Stored data entries
PR #85, opened 2016-01-21
Allow building EC2 API in linux

steveniemitz:
Open for comments, on clang with -j4 the build is pretty fast.


JonathanHenson:
You kept android in the exclusion, this should be fine.

JonathanHenson:
So we rely on jump-table optimization heavily in enum parsing. I'm a bit worried that -fPIC will end up turning off the optimization on a few platforms.

PR #1342, opened 2020-03-11
Update opendjk 8 link for Debian

alanyee:
*Description of changes:*
Remove old link in the Dockerfile. The old link returns a 404 response, so the current Dockerfile cannot successfully build. With the updated link, however, it successfully builds.

*Check all that applies:*

- [ ] Linux
- [ ] Windows
- [ ] Android
- [X] MacOS
- [ ] IOS
- [X] Other Platforms

### DIFF
--- a/CI/docker-file/Debain/Dockerfile
+++ b/CI/docker-file/Debain/Dockerfile
@@ -10,14 +10,14 @@ RUN apt-get update && \
 RUN pip install awscli --upgrade
 
 # We can install openjdk by "apt install openjdk-8-jdk", but it has some issues during building code-generation, we have to install it manually.
-RUN wget --no-check-certificate -c --header "Cookie: oraclelicense=accept-securebackup-cookie" https://download.oracle.com/otn-pub/java/jdk/8u191-b12/2787e4a523244c269598db4e85c51e0c/jdk-8u191-linux-x64.tar.gz && \
-    tar zxvf jdk-8u191-linux-x64.tar.gz && \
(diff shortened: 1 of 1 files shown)


alanyee:
Yes, this is still an issue in the latest release

wps132230:
Hi @alanyee 
I am testing JDK installation on Debian, and I found that manual download is not required any more, we could install JDK by `apt-get install default-jdk`. But it's OpenJDK 11, rather than 8 (both work with C++ SDK though).
Is that fine to use `apt-get` to install OpenJDK 11?
If the solution is fine to you, we will update the dockerfile and no action need to take from your side.

alanyee:
@wps132230 `apt-get` is fine to me

KaibaLopez:
This PR has been accepted and will be merged on the next release tomorrow, thanks and sorry again for the long time it took.

alanyee:
@KaibaLopez will the PR be accepted as is, or will there be changes to my PR as according to @wps132230? If the former, the current link in my PR is returning `404` now, but I can update them to existing, current versions. Otherwise, if the latter, I have done a quick check via `apt-get install -y default-jdk` per wps132230's suggestion, and that seems to work.

wps132230:
Hi @alanyee, we will use `apt-get install default-jdk`.
The reason we download jdk manually is the default-jdk at that moment is not compatible with C++ SDK.

alanyee:
Closing via https://github.com/aws/aws-sdk-cpp/commit/6af954a8dbcea742c87bf7cb96ce9b160626344b. Thank you everyone!

Issue #1188, opened 2019-07-06
cmake: cmake can't find libraries on linux


dmitryash:
Hello,

I get cmake error when run cmake for project which uses AWSSDK:

```
CMake Error at /usr/lib64/cmake/AWSSDK/AWSSDKConfig.cmake:122 (message):
  AWS SDK for C++ headers found, but we were unable to locate the binaries.
  Have you deleted or moved it?

              Please make sure header files and binaries are located in INSTALL_ROOT_DIR/INCLUDE_DIR/ and INSTALL_ROOT_DIR/LIB_DIR/[PLATFORM_PREFIX]/[Debug|Config|OtherConfigs]
Call Stack (most recent call first):
  CMakeLists.txt:5 (find_package)


-- Configuring incomplete, errors occurred!
```

This error happens because header files are installed to `/usr/include` and libraries are installed to `/usr/lib64` directory. These directories are set by rpm macro `%cmake` provided by Linux OS maintainers.

I see that AWSSDKConfig.cmake finds header files because it enabled system directories. However then it never looks at system directories. As you can see below, system directoryes with libraries are just skipped.

https://github.com/aws/aws-sdk-cpp/blob/ec618a42ae702c86e5466ae637ff903028af11f6/cmake/AWSSDKConfig.cmake#L110-L119

dmitryash:
I found that platformDeps.cmake is generated with:
```
set(AWSSDK_INSTALL_LIBDIR /usr/lib64)
```

This was most likely because `%cmake` macro defines CMAKE_INSTALL_LIBDIR to /usr/lib64

singku:
Hi, we don't ship rpm install package for AWS SDK for CPP. I suggest you to compile and install sdk from source to make it work properly.

dmitryash:
Hi, it is OK that you don't ship rpm package. Basically distro maintainers knowns details of their distro and pack rpm in a proper way. I'm trying to pack sdk into rpm and let users install rpm packages instead. Installation from sources is not a solution.
What really matters is that SDK should use cmake correctly. In this particular case cmake documentation says that `CMAKE_INSTALL_LIBDIR` is supposed to be put to `imstall()` command. At the same time this `install()` command allows specifying both absolute and relative paths. As a result it is allowed that `CMAKE_INSTALL_LIBDIR` is absolute path.

singku:
Oh I see. I thought you are integrating SDK with a 3rd party rpm package. 
[...]

PR #1365, opened 2020-04-15
Make generated CMake files valid when install paths are absolute

thequux:
*Issue #, if available:*
NixOS/nixpkgs#70075, #1188 

Similar alternative patch: #1315 

The difference between this patch and #1315 is that the change to the logic in this patch is much simpler, and it also fixes the pkgconfig files.

*Description of changes:*

Problem
-------

If the install directories are given as absolute paths, the generated
CMake files break completely; in particular, on NixOS, they will try
to read headers from

/nix/store/somelonghash-aws-version-dev//nix/store/somelonghash-aws-sdk-cpp-version-dev/include

and find the library binaries in

/nix/store/somelonghash-aws-version-dev//nix/store/somelonghash-aws-sdk-cpp-version/lib

The part before the `//` is what is discovered as AWSSDK_ROOT_DIR.

Fix
---

If CMAKE_INSTALL_LIBDIR and friends are absolute, then they should not
have AWSSDK_ROOT_DIR prepended to them.

Unfortunately, this is tricky to do in a small patch, but on the
assumption that if one of these variables is absolute, then so are the
rest, I have picked AWSSDK_INSTALL_LIBDIR as the representative sample.

If this variable is unset, then AWSSDK_ROOT_DIR is forced to be "" so
that in can still be prepended to the install paths and get a valid
path as a result.

*Check all that applies:*

Tests are not applicable because this is purely a change to the build system.

I strongly suspect that this will not introduce cross-platform inconsistent behaviour, as I don't know enough about cmake's path handling on Windows to be sure. However, I am completely sure that this will behave the same across all the various Unix-like platforms.

- [x] Linux
- [ ] Windows
- [ ] Android
- [ ] MacOS
- [ ] IOS
- [ ] Other Platforms


rehno-lindeque:
Hi, another nix user here - just wanted to bump this PR since it's been a while since it was raised and I encountered the same problem.

jmklix:
https://github.com/aws/aws-sdk-cpp/issues/1888

jmklix:
Closing in favor of updated PR

PR #1395, opened 2020-06-12
Made S3Client::ComputeEndpointString() public for ease of endpoint de…

dburken:
Would like to make S3Client::ComputeEndpointString() public for ease of client configuration / endpoint debugging on disconnected systems such as snowballs. This is a const method so it's a safe change.

*Issue #, if available:* N/A

*Description of changes:* Moved method from private to public in class declaration.

*Check all that applies:*
- [x ] Did a review by yourself.

- [x ] Linux
- [x ] Windows
- [ ] Android
- [ ] MacOS
- [ ] IOS
- [ ] Other Platforms

### DIFF
--- a/aws-cpp-sdk-s3/include/aws/s3/S3Client.h
+++ b/aws-cpp-sdk-s3/include/aws/s3/S3Client.h
@@ -9416,11 +9416,13 @@ namespace Aws
         virtual bool MultipartUploadSupported() const;
 
         void OverrideEndpoint(const Aws::String& endpoint);
+
+        ComputeEndpointOutcome ComputeEndpointString() const;
+        
     private:
         void init(const Client::ClientConfiguration& clientConfiguration);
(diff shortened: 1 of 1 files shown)


KaibaLopez:
Hi @dburken ,
Sorry for the late response and thanks for the PR but, I'm not convinced this is a good change to implement, could you maybe give more context of a situation where this change would be necessary? Also, this change would have to be done through the code generator so that also complicates the pr a bit...

Having said that, nothing really stopping you from doing it for yourself or creating a custom s3client where you expose this, as you say it is const so it should be safe to do so.

dburken:
@KaibaLopez If it is too painful, you can close/kill it.  I did not realize that was generated code. I was working with snowballs on a disconnected system and just wanted to see what the client configuration resolved to endpoint wise, so I made that public and wrapped it around trace code. Anyway thanks...

PR #1429, opened 2020-08-05
Copy only the newly read bytes fromn the buffer

cosu:
*Issue #, if available:*

*Description of changes:*

 With the current behaviour the last iteration appends both newly read bytes and bytes from the previous read. This results in a string which contains the json file and some fragments. Because the generator uses a very old version of gson in the pom.xml it will happily work with broken json but newer versions will refuse to load that string and throw an invalid json exception. This change ensures that only the new bytes are appended to the string. 

*Check all that applies:*

- [x] Linux
- [ ] Windows
- [ ] Android
- [ ] MacOS
- [ ] IOS
- [ ] Other Platforms

### DIFF
--- a/code-generation/generator/src/main/java/com/amazonaws/util/awsclientgenerator/main.java
+++ b/code-generation/generator/src/main/java/com/amazonaws/util/awsclientgenerator/main.java
@@ -67,8 +67,9 @@ public class main {
                 StringBuilder stringBuilder = new StringBuilder();
 
                 byte[] buffer = new byte[1024];
-                while (stream.read(buffer) > 0) {
-                    stringBuilder.append(new String(buffer, StandardCharsets.UTF_8));
+                int bytes;
+                while ((bytes = stream.read(buffer)) > 0) {
+                    stringBuilder.append(new String(buffer, 0, bytes, StandardCharsets.UTF_8));
                 }
 
                 arbitraryJson = stringBuilder.toString();


code-generation/generator/src/main/java/com/amazonaws/util/awsclientgenerator/main.java
```diff
@@ -67,8 +68,9 @@ public static void main(String[] args) throws IOException {
                 StringBuilder stringBuilder = new StringBuilder();
 
                 byte[] buffer = new byte[1024];
-                while (stream.read(buffer) > 0) {
-                    stringBuilder.append(new String(buffer, StandardCharsets.UTF_8));
+                int bytes;
+                while ((bytes = stream.read(buffer)) > 0) {
+                    stringBuilder.append(new String(Arrays.copyOf(buffer, bytes), StandardCharsets.UTF_8));
```
webbnh, line 73: Why interpose an `Arrays` object?  Why not just use a better `String` constructor:
```
String(byte[] bytes, int offset, int length, Charset charset)
```

On a related note, does this code actually need to instantiate a new `String`, or can we get away with just passing a subset of `buffer` directly?

cosu: That's a good callout. I've updated the code to skip the extra buffer copy. 

the bytes need to be converted to string/char somewhere and StringBuffer doesn't expose that functionality.

KaibaLopez:
this pr has been merged so I'll be closing it, thanks for the contribution!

→ **What the exercise asks**: The required output is every line above from the one with "update && \" down to the one with "# We can install", restated word for word, ends included.

→ **Result**:
@@ -10,14 +10,14 @@ RUN apt-get update && \
 RUN pip install awscli --upgrade
 
 # We can install openjdk by "apt install openjdk-8-jdk", but it has some issues during building code-generation, we have to install it manually.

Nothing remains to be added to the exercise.